Each line of the data holding "updated" should be found and copied.
+++ PROVIDED RECORDS
PR #1448, opened 2023-06-14
Use `the` instead of `_renv_*` and `__self__`

hadley:
Apart from the mechanical changes, the main change is in vendoring, where `renv$initialize()` now calls `renv_zzz_load()` and `renv_zzz_attach()` after setting up the metadata.


inst/resources/vendor/renv.R
```diff
@@ -27,6 +21,13 @@ renv$initialize <- function() {
   script <- system.file("vendor/renv.R", package = .packageName)
   sys.source(script, envir = renv)
 
+  # set up metadata environment
+  renv$the$metadata <- as.environment(..metadata..)
+
+  # run our load / attach hooks so internal state is initialized
+  renv$renv_zzz_load()
+  renv$renv_zzz_attach()
```
hadley, line 29: I think we should consider not running `renv_zzz_attach()` here, since renv is _not_ attached (and it looks like the code currently run there is not relevant to the embedded scenario).

kevinushey (approved):

inst/resources/vendor/renv.R
kevinushey: I think you're right.

PR #1449, opened 2023-06-14
Update activate template on load

hadley:
It's not obvious that you should re-document to recreate this file, whereas re-loading is something you do all the time. I've now also only message if there's actually a change.


R/zzz.R
```diff
@@ -80,18 +80,9 @@ renv_zzz_attach <- function() {
...
-    if (identical(call[[1]], document)) {
-      documenting <- TRUE
-      break
-    }
-  }
-
+  # check if we're in pkgload::load_all()
   # if so, then create some files
-  if (documenting) {
+  if (renv_envvar_exists("DEVTOOLS_LOAD")) {
```
kevinushey, line 85: If only I read the documentation 😭

kevinushey (approved):

Issue #353, opened 2020-02-27
Warn on missing dependencies / Auto-restore


holub008:
Thank you for `renv`!

I created a [new project](https://github.com/holub008/robopico/tree/master/train) and deployed it on a clean machine with only base R installed. When I opened an R shell in the project root, it was great that the `renv` package auto-installed and the session started with correct library paths (as scripted in `renv/activate.R`). 

Given this, I was surprised that the project dependencies themselves weren't auto-installed. It took me a minute of digging around to realize this. Does an auto-hydrate feature play well with `renv`'s philosophy? If not, a warning or user directive may be valuable for first time users. e.g. "Missing dependencies detected! Run `renv::hydrate()` to install.", based on the outcome of `renv::status()`.

kevinushey:
To be clear, `renv::hydrate()` is used to initialize a project, copying the same packages that are currently available in the default R libraries. For an existing project, it's more likely that you'd want to call `renv::restore()` to restore the packages as defined in the `renv.lock` lockfile.

We _could_ auto-restore, but I'd be worried that this could be annoying as `renv::restore()` may be slow if packages aren't already in the cache, and it could also be slow if many packages need to be installed (especially if they must be compiled from sources).

I agree that a compromise where we notify the user when the two are out-of-sync would be best.

holub008:
Thanks for the clarification.

Agreed auto-restore could be slow, and moreover may be an unexpected action by `renv`, given the user's only action was starting a session.

I'll submit a PR for out of sync warning on session start, in case you're interested in adding.

vspinu:
I think this should be a drop-in option. We use a Makefile driven workflow, so each time a team member clones a project we have to remember to first start the session and do `renv:restore()` manually before any other `make xyz`.

vspinu:
To be more precise, I am talking about the auto-restore on bootstrap only, not for follow-up sessions.

holub008:
@vspinu Maybe I don't understand your setup, but why couldn't `renv:restore` be part of an earlier make target?

To your point, though, I agree that having a user config for auto-restore would be nice. So far in my usage (primarily isolated experiments/analyses), I have never check out a fresh `renv` project and *not* wanted dependencies installed for me.

It's worth noting that various dependency management tools handle this differently. For example, pipenv does not auto-install on first run, but maven does (or at least has configs to).

vspinu:
> Maybe I don't understand your setup, but why couldn't renv:restore be part of an earlier make target?

[...]

PR #1451, opened 2023-06-14
Do more bootstrapping in a hook

hadley:
* Remove extraneous newline
* Make restarting with code a bit easier

I tested this interactively in RStudio, and it seems to have better behaviour. Part of #353


R/bootstrap.R
```diff
@@ -903,3 +903,32 @@ renv_bootstrap_version_is_dev <- function(version) {
     length(components) != 3
   }
 }
+
+renv_bootstrap_bootstrap <- function(version, library) {
```
kevinushey, line 907:
```suggestion
renv_bootstrap_run <- function(version, library) {
```

Or something like that?

kevinushey (approved):

PR #1459, opened 2023-06-15
Simplify `dependency()` reporting

hadley:


tests/testthat/_snaps/dependencies.md
```diff
@@ -0,0 +1,17 @@
...
+    Code
+      dependencies(errors = "fatal")
+    Output
+      Finding R package dependencies ... Done!
+      WARNING: One or more problems were discovered while enumerating dependencies.
+      
+      renv-test-ecd07ec4e426
+      ----------------------
+      
+      ERROR 1: directory "renv-test-ecd07ec4e426" contains 28 files; consider ignoring this directory
```
hadley, line 12: I didn't look into this, but it's suspicious that the test writes 26 files and this reports 28.

hadley: The extra files are `dependencies.R` and `renv`, which are not suspicious 😄

R/dependencies.R
```diff
@@ -191,9 +191,8 @@ dependencies <- function(
 renv_dependencies_impl <- function(
   path = getwd(),
   root = NULL,
-  ...,
```
kevinushey, line 194: Can we keep `...` to force following arguments to be named?

R/dependencies.R
```diff
@@ -191,9 +191,8 @@ dependencies <- function(
...
   field = NULL,
-  progress = TRUE,
+  progress = FALSE,
```
kevinushey, line 195: Doesn't this mean we no longer print progress reports for regular usages?

hadley: No, because the default for `dependency()` is still `TRUE`

kevinushey: Ohh got it!

R/dependencies.R
kevinushey: You may be over-estimating my discipline 😅

R/dependencies.R
```diff
@@ -223,12 +222,6 @@ renv_dependencies_impl <- function(
   renv_dependencies_begin(root = root)
   defer(renv_dependencies_end())
 
-  dots <- list(...)
```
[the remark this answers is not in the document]
kevinushey: I think we can drop this one; I don't think it's documented?

kevinushey (approved):

R/dependencies.R
hadley: Ok, I'll replace with `renv_dots_check`.

R/dependencies.R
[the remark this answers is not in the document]
kevinushey: Oh oops. Should we just document it then?

PR #1460, opened 2023-06-15
Better handling of header in snapshots

hadley:


R/utils.R
```diff
@@ -331,7 +331,7 @@ header <- function(label,
                    suffix = "-",
                    n = min(getOption("width"), 78))
 {
-  n <- n - nchar(label) - nchar(prefix) - 2L
+  n <- max(n - nchar(label) - nchar(prefix) - 2L, 3)
```
kevinushey, line 334: This ensures there will always be at least three `---` following the header text?

kevinushey (approved):
LGTM!

R/utils.R
hadley: Yeah, I don't think it makes much difference for real life, but guarantees that there's something unique for the transformer to latch on to.

tests/testthat/helper-snapshot.R
```diff
@@ -45,6 +45,9 @@ strip_dirs <- function(x) {
   x <- gsub(renv_path_aliased(getwd()), "<wd>", x, fixed = TRUE)
   x <- gsub(renv_path_aliased(tempdir()), "<tempdir>", x, fixed = TRUE)
 
+  # Standardise the dashes produced by header()
+  x <- gsub("-{3,}", "---", x, fixed = TRUE)
```
hadley, line 49: I meant this to be `perl = TRUE` 😬

PR #1461, opened 2023-06-15
Rework dependency prompting and init caching

hadley:
* Instead of `renv_dependency_scope()` we now have `renv_dependency_confirm()`
* Only `init()` caches dependency computation, and it's now explicit

### DIFF
--- a/R/dependencies.R
+++ b/R/dependencies.R
@@ -1655,53 +1655,27 @@ renv_dependencies_report <- function(errors) {
     stopf(fmt)
   }
 
-  renv_condition_signal("renv.dependencies.error", problems)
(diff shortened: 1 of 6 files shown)


R/dependencies.R
```diff
@@ -1655,53 +1655,27 @@ renv_dependencies_report <- function(errors) {
     stopf(fmt)
   }
 
-  renv_condition_signal("renv.dependencies.error", problems)
+  renv_condition_signal("renv.dependencies.problem", problems)
```
hadley, line 1658: I think "problem" is better than "error" because it doesn't imply that it's an error condition.

kevinushey (approved):
LGTM!

Issue #1413, opened 2023-06-08
Changes to `renv.pretty.print.emitter`


juliasilge:
The vetiver package vendors all of renv, and I recently updated to the dev version of renv as outlined in #1253. I have this function that is used to report to users how their current packages are different from their model's packages (for a specific subset of packages relevant to making predictions):

```r
renv_report_actions <- function(current, model) {
    withr::local_options(
        list(renv.pretty.print.emitter = function(text, ...) {cli::cli_inform(text)})
    )
    diff <- renv$renv_lockfile_diff_packages(current, model)

    if (renv$empty(diff))
        return(invisible(NULL))

    lhs <- renv$renv_records(current)
    rhs <- renv$renv_records(model)
    renv$renv_pretty_print_records_pair(
        lhs[names(lhs) %in% names(diff)],
        rhs[names(rhs) %in% names(diff)],
        "The following package(s) do not match your model:",
        "Consider installing the same versions that your model was trained with."
    )

}
```

Everything in here works up to using `renv_pretty_print_records_pair()` (`diff`, `lhs`, and `rhs` are all correct) but then nothing is printed or returned.

The new version of renv doesn't have `renv.pretty.print.emitter` anymore and I am struggling with how to get similar output to what I had before, or actually any output at all now from `renv_pretty_print_records_pair()`. What would be an approach that gets me something similar to what I am doing currently?

kevinushey:
Thank you! Sorry for the trouble in the interim.

PR #1465, opened 2023-06-15
support optional pretty print emitter

kevinushey:
Closes https://github.com/rstudio/renv/issues/1413.

@hadley @juliasilge: this PR brings back the previous behavior; do you think this is sufficient or should we consider an alternate mechanism for customizing how messages are printed?

### DIFF
--- a/R/pretty.R
+++ b/R/pretty.R
@@ -23,9 +23,15 @@ renv_pretty_print <- function(values,
   }
 
   msg$push("")
-  text <- paste(as.character(msg$data()), collapse = "\n")
 
-  # NOTE: Used by vetiver, so is part of the API
+  text <- paste(as.character(msg$data()), collapse = "\n")
+  renv_pretty_print_impl(text)
+
+}
+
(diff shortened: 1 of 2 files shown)


R/pretty.R
```diff
@@ -25,7 +25,13 @@ renv_pretty_print <- function(values,
   msg$push("")
   text <- paste(as.character(msg$data()), collapse = "\n")
 
-  writef(text)
+  # NOTE: Used by vetiver, so is part of the API
+  # https://github.com/rstudio/renv/issues/1413
+  emitter <- getOption("renv.pretty.print.emitter", default = writef)
+  emitter(text)
+
+  invisible(NULL)
```
hadley, line 33: You've used it three times, so probably worth a helper function?

hadley (approved):
I don't have strong feelings either way. I'm also happy to take a look at vetiver and see if there's another way we can work around this, but these changes are already pretty minimal.

PR #1476, opened 2023-06-16
respect type = source with PPM

kevinushey:
Closes https://github.com/rstudio/renv/issues/927.
Supersedes https://github.com/rstudio/renv/pull/1420.


R/repos.R
```diff
@@ -1,20 +1,4 @@
 
-renv_repos_encode <- function(x) {
```
kevinushey, line 2: These were used with a very old version of the lockfile.

PR #10, opened 2018-05-02
Testing

zshaheen:
* Added testing script `tests/test.py`
* Restructured package to make it installable.
* Added support for `hsi chgrp`.


zstash/utils.py
```diff
@@ -60,18 +58,20 @@ def addfiles(cur, con, itar, files):
...
-            failures.append(file[0])
+            traceback.print_exc()
+            logging.error('Archiving %s' % (file))
+            failures.append(file)
 
         # Close tar archive if current file is the last one or adding one more
         # would push us over the limit.
-        if (i == nfiles-1 or tarsize+files[i+1][1] > config.maxsize):
+        next_file_size = tar.gettarinfo(file).size
+        if (i == nfiles-1 or tarsize+next_file_size > config.maxsize):
```
forsyth2: As far as I can tell, this is incorrect. Previously, we were actually comparing against the size of the _next_ file (`file = files[i]` where `file[1] = os.path.getsize(file[0])`. After this change, we simply run `tarsize+next_file_size`, but `next_file_size` is the size of the file we _already_ added with `addfile`

PR #12, opened 2018-11-16
Check

zshaheen:
* Added functionality for `zstash check`, which checks the checksum of all files in a given HPSS archive against the checksum calculated before upload which itself is stored in `zstash/index.db`.


zshaheen:
The updated documentation is here: https://e3sm-project.github.io/zstash/docs/html/quickstart.html#check

PR #18, opened 2019-02-05
List

zshaheen:
* Added `zstash ls` functionality to list the contents of an HPSS archive.
* Support for `-l` argument as well, for more information.
* I'll add documentation on this before we release another version with this support. I promise.


zshaheen:
- [ ] Add tests for this.

Issue #15, opened 2019-01-31
Implement verbosity command line option


golaz:
This should be easy. Implement a new command line option to control verbosity of zstash (i.e. select between INFO, DEBUG, etc.).

zshaheen:
When doing so, I might add a new level underneath `DEBUG` for some of the parallel debugging functionality. Mainly, it would be for the below statement in `extract.py` which prints what each worker is doing.

```python
if multiprocess_worker:
    print('{} is {} {} from {}'.format(multiprocess_worker, cmd, file[1], file[5]))
```

golaz:
Done in 9814be8693f6ab2388601d42634f0f9f2d545677

PR #35, opened 2019-10-04
Verbosity

golaz:
Implement verbosity option. By default, zstash will now only print messages with level INFO and above. DEBUG messages can be printed using the new -v / --verbose command line option.

When using multiple workers for extract/check, verbosity is set to DEBUG regardless of -v option. There is no impact on functionality. Trying to lower it would cause zstash to hang, which appears to be related to the custom logger implemented for parallel processing. 

Tests have been updated and they all pass.


golaz:
Addresses https://github.com/E3SM-Project/zstash/issues/15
++++++
FINISHED EXERCISE —
The vetiver package vendors all of renv, and I recently updated to the dev version of renv as outlined in #1253. I have this function that is used to report to users how their current packages are different from their model's packages (for a specific subset of packages relevant to making predictions):
The updated documentation is here: https://e3sm-project.github.io/zstash/docs/html/quickstart.html#check
Tests have been updated and they all pass.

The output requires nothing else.